(Stored items)
%%

PR #293, opened 2017-05-02
Adjusting to properly use RVM

evgeni:
See also https://github.com/SatelliteQE/robottelo-ci/pull/545

### DIFF
--- a/puppet/modules/jenkins_job_builder/files/theforeman.org/scripts/deploy_katello_site.sh
+++ b/puppet/modules/jenkins_job_builder/files/theforeman.org/scripts/deploy_katello_site.sh
@@ -1,9 +1,7 @@
-#!/bin/bash -xe
+#!/bin/bash -exl
 
 # Build the site on the slave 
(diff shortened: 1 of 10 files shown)


evgeni:
IMHO slightly cleaner as #282 ;)

zjhuntin:
@evgeni Agreed, I took my PR down.

mmoll:
I'm a bit concerned about this PR as the errors this PR is supposed to fix can't be seen on ci.theforeman.org, if I understood correctly...

evgeni:
Correct, this is to fix an issue we have on our downstream (Satellite) Jenkins, which does not have `rvm.sh` in `/etc/profile.d/`, albeit RVM is working fine otherwise.

mmoll:
I think this needs to get changed on the downstream CI side, sorry...

evgeni:
Fair enough, we have implemented a workaround in https://github.com/SatelliteQE/robottelo-ci/issues/635, so we'll keep it.

PR #294, opened 2017-05-08
Update $stable on web to 1.15

dLobatog:
To be merged after 1.15.0 is announced


dLobatog:
@domcleal I think this can be merged now, I'll send the announcement in a few moments

domcleal:
Merged, thanks.

PR #295, opened 2017-05-31
Pin npm to < 5.0.0

dLobatog:
5.0.0 is having some problems installing some of our dependencies 
as explained in http://projects.theforeman.org/issues/19717


mmoll:
hrm, should `puppet/modules/jenkins_job_builder/files/theforeman.org/scripts/test/test_plugin.sh` also get updated?

dLobatog:
Indeed, thanks @mmoll !

mmoll:
merged, gracias @dLobatog!

PR #4136, opened 2021-11-21
[Release] Update index.json for extension [ vmware ] 

azclibot:
[Release] Update index.json for extension [ vmware ] 

 Triggered by Azure CLI Extensions Release Pipeline - ADO_BUILD_ID=1206850

Last commit against main: https://github.com/Azure/azure-cli-extensions/commit/e203fc938411f4e3e53e13e392d6334b4137f3e3

PR #4167, opened 2021-11-30
publish vmware 4.0.1

cataggar:
There was a problem publishing vmware 4.0.0 #4136.  I think it was caused by removing `__init__.py` in #3992. Pretty sure I made the same mistake before. cc @jonathanhe-msft


yonzhan:
vmware

zhoxing-ms (approved):

cataggar:
Publishing worked this time. #4168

%%

**Work request**: Write an exact transcription of every entry above.

**Finished exercise**:
PR #293, opened 2017-05-02
Adjusting to properly use RVM

evgeni:
See also https://github.com/SatelliteQE/robottelo-ci/pull/545

### DIFF
--- a/puppet/modules/jenkins_job_builder/files/theforeman.org/scripts/deploy_katello_site.sh
+++ b/puppet/modules/jenkins_job_builder/files/theforeman.org/scripts/deploy_katello_site.sh
@@ -1,9 +1,7 @@
-#!/bin/bash -xe
+#!/bin/bash -exl
 
 # Build the site on the slave 
(diff shortened: 1 of 10 files shown)


evgeni:
IMHO slightly cleaner as #282 ;)

zjhuntin:
@evgeni Agreed, I took my PR down.

mmoll:
I'm a bit concerned about this PR as the errors this PR is supposed to fix can't be seen on ci.theforeman.org, if I understood correctly...

evgeni:
Correct, this is to fix an issue we have on our downstream (Satellite) Jenkins, which does not have `rvm.sh` in `/etc/profile.d/`, albeit RVM is working fine otherwise.

mmoll:
I think this needs to get changed on the downstream CI side, sorry...

evgeni:
Fair enough, we have implemented a workaround in https://github.com/SatelliteQE/robottelo-ci/issues/635, so we'll keep it.

PR #294, opened 2017-05-08
Update $stable on web to 1.15

dLobatog:
To be merged after 1.15.0 is announced


dLobatog:
@domcleal I think this can be merged now, I'll send the announcement in a few moments

domcleal:
Merged, thanks.

PR #295, opened 2017-05-31
Pin npm to < 5.0.0

dLobatog:
5.0.0 is having some problems installing some of our dependencies 
as explained in http://projects.theforeman.org/issues/19717


mmoll:
hrm, should `puppet/modules/jenkins_job_builder/files/theforeman.org/scripts/test/test_plugin.sh` also get updated?

dLobatog:
Indeed, thanks @mmoll !

mmoll:
merged, gracias @dLobatog!

PR #4136, opened 2021-11-21
[Release] Update index.json for extension [ vmware ] 

azclibot:
[Release] Update index.json for extension [ vmware ] 

 Triggered by Azure CLI Extensions Release Pipeline - ADO_BUILD_ID=1206850

Last commit against main: https://github.com/Azure/azure-cli-extensions/commit/e203fc938411f4e3e53e13e392d6334b4137f3e3

PR #4167, opened 2021-11-30
publish vmware 4.0.1

cataggar:
There was a problem publishing vmware 4.0.0 #4136.  I think it was caused by removing `__init__.py` in #3992. Pretty sure I made the same mistake before. cc @jonathanhe-msft


yonzhan:
vmware

zhoxing-ms (approved):

cataggar:
Publishing worked this time. #4168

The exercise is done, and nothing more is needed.